Observé cómo sacaba la mitad de una cajita forrada en terciopelo de su bolsillo, y al verme allí agachada se detuvo, volviéndola a ocultar.

—No querés hacer esto, vos —mantuve la calma y la elocuencia. Tardó varios segundos, pero reaccionó cauteloso.

—¿Ah, no?

—No. Y te conozco muy bien. Mirá... Lo mejor que podemos hacer es olvidarnos de esto y seguir con lo que estábamos. O no seguir, pero de esto ni hablar. Mi psicoanalista me recomendó honestidad. Y a vos no te puedo engañar, somos amigos. O más que amigos... —arqueó las cejas—. La cuestión es que sufro de una nueva patología, todavía poco definida que viene a ser algo así como no estar preparada para asumir retos o cambios relacionados con las emociones.
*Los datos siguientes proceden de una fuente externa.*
PR #5950, opened 2019-07-17
Hotfix: Return empty dict when no highlight dict is present

dojutsu-user:
I have moved the sorting logic to `search.utils`.

### DIFF
--- a/readthedocs/search/api.py
+++ b/readthedocs/search/api.py
@@ -1,6 +1,5 @@
 import itertools
 import logging
-from pprint import pformat
 
 from rest_framework import generics, serializers
 from rest_framework.exceptions import ValidationError
@@ -38,7 +37,7 @@ class PageSearchSerializer(serializers.Serializer):
         highlight = getattr(obj.meta, 'highlight', None)
         if highlight:
             ret = highlight.to_dict()
-            log.debug('API Search highlight [Page title]: %s', pformat(ret))
+            log.debug('API Search highlight [Page title]: %s', ret)
             return ret
 
     def get_inner_hits(self, obj):
@@ -47,11 +46,13 @@ class PageSearchSerializer(serializers.Serializer):
             sections = inner_hits.sections or []
             domains = inner_hits.domains or []
             all_results = itertools.chain(sections, domains)
-            sorted_results = list(utils._get_sorted_results(
+
+            sorted_results = utils._get_sorted_results(
                 results=all_results,
                 source_key='_source',
-                logging=True,
-            ))
+            )
+
+            log.debug('[API] Sorted Results: %s', sorted_results)
             return sorted_results
 
 
--- a/readthedocs/search/api.py
+++ b/readthedocs/search/api.py
@@ -1,6 +1,5 @@
 import itertools
 import logging
-from operator import attrgetter
 from pprint import pformat
 
 from rest_framework import generics, serializers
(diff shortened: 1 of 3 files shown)


dojutsu-user:
Ohhh... I just noticed.
We have modified the parse_json to remove all the new-line characters.
If we don't have any new line characters in our index -- then there won't be any new line characters in the highlight.
I think the func `_remove_newlines_from_dict()` is no longer required.

dojutsu-user:
This should also increase the speed as that func is going through every highlight dict recursively and that too -- doing nothing.

readthedocs/search/utils.py
```diff
@@ -153,24 +155,27 @@ def _indexing_helper(html_objs_qs, wipe=False):
...
-        else:
-            # elastic returns the contents of the
-            # highlighted field in a list.
-            if isinstance(v, list):
-                v_new_list = [res.replace('\n', '. ') for res in v]
-                highlight[k] = v_new_list
-
-    return highlight
+        if logging:
+            log.debug('API Search highlight: %s', pformat(highlight_dict))
```
dojutsu-user: I also wanted to know that if we can do something for `pformat`.
@humitos pointed out that it is doing unnecessary work ([comment](https://github.com/readthedocs/readthedocs.org/pull/5919#discussion_r303579977)).
There are other places also where we are using `pformat` for logging purposes.
This must be reducing some speed and taking memory.

ericholscher: We can just output it unformatted.

readthedocs/search/api.py
```diff
@@ -48,27 +47,13 @@ def get_inner_hits(self, obj):
...
-                    '_source': hit._source.to_dict(),
-                    'highlight': self._get_inner_hits_highlights(hit),
-                }
-                for hit in sorted(all_results, key=attrgetter('_score'), reverse=True)
-            ]
-
+            sorted_results = list(utils._get_sorted_results(
+                results=all_results,
+                source_key='_source',
+                logging=True,
```
ericholscher: optional logging feels weird. Do we ever not want logs?

ericholscher: I think we should probably just log outside this function, and remove the logging from this function call.

readthedocs/search/utils.py
```diff
@@ -153,24 +155,27 @@ def _indexing_helper(html_objs_qs, wipe=False):
...
+
+        return highlight_dict
+    return {}
+
+
+def _get_sorted_results(results, source_key='_source', logging=False):
+    """Sort results according to their score and return a generator expression."""
+    sorted_results = (
```
ericholscher: Do we really need this to be a generator? What is the goal of it versus just using a list?  It looks like we're just calling `list` on it both times we use it, which means it should probably just return a list :)

readthedocs/search/utils.py
```diff
@@ -153,24 +155,27 @@ def _indexing_helper(html_objs_qs, wipe=False):
                 delete_objects_in_es.delay(**kwargs)
 
 
-def _remove_newlines_from_dict(highlight):
-    """
-    Recursively change results to turn newlines into periods.
+def _get_inner_hits_highlights(hit, logging=False):
```
ericholscher: It seems like maybe we don't even need this function. It's mostly just checking if the hit has a highlight and returning it.

dojutsu-user: Remvoed. :+1:

readthedocs/search/api.py
dojutsu-user: Done.

readthedocs/search/utils.py
dojutsu-user: I thought that returning a generator expression would be efficient than returning a huge list of results?

ericholscher:
Looks good once we fix the conflict 👍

Una de estas enfermedades autoinmunes del siglo veintiuno, ¿sabés? Parece ser que ahora es cada vez más frecuente en mujeres jóvenes o de mediana edad. Porque antes se daba fundamentalmente en hombres. Es decir, si yo estuve acostumbrada desde siempre a salir con tipos distintos, a pasarme los fines de semana durmiendo hasta las tantas, sin ocuparme de la casa, las cosas, ni siquiera de mí misma sin remordimiento alguno... eso no puedo cambiarlo. No puedo ponerme ahora a compartir la existencia con una sola persona. No puedo negarle al resto de hombres que pasan por mi vida la posibilidad de conocernos, de salir, de estar... ¡Ojo! No es que no quiera, a mí me encantaría, vos me encantás, pero esta patología no me deja. Supongo que tiene cura o se puede superar, no sé. Hará falta tiempo y tratamiento. No es que tenga miedo de comprometerme contigo y crea que no voy a poder suplir las expectativas que depositarías en mí si nos mudamos juntos y nos casamos. No es que no sea capaz de quererte y arriesgarme a tener algo bueno, serio y positivo en la vida, nada que ver. Es sólo que no es el momento, no sé, no tengo ganas. No hablo yo, habla mi síndrome ahora. Siento que todavía hay cosas por llegar y que no me apetece cambiar. Pero tranquilo, que estoy medicada y seguro que esto se pasa en un par de años. Bueno, al menos eso espero, ¿me estoy explicando..? ¿Entendés por lo que estoy pasando? —los dos todavía en cuclillas nos miramos. Entonces, se puso de pie y yo le seguí el gesto con movimientos pausados. Sonrió cansado, y posó una mano en mi hombro, preocupado.

—¡Vos!... ¿Hablas de inmadurez, miedo al compromiso y frivolidad..?

—¡Increíble, lo sabés! Son los mismos síntomas... Hacételo mirar, ¿eh?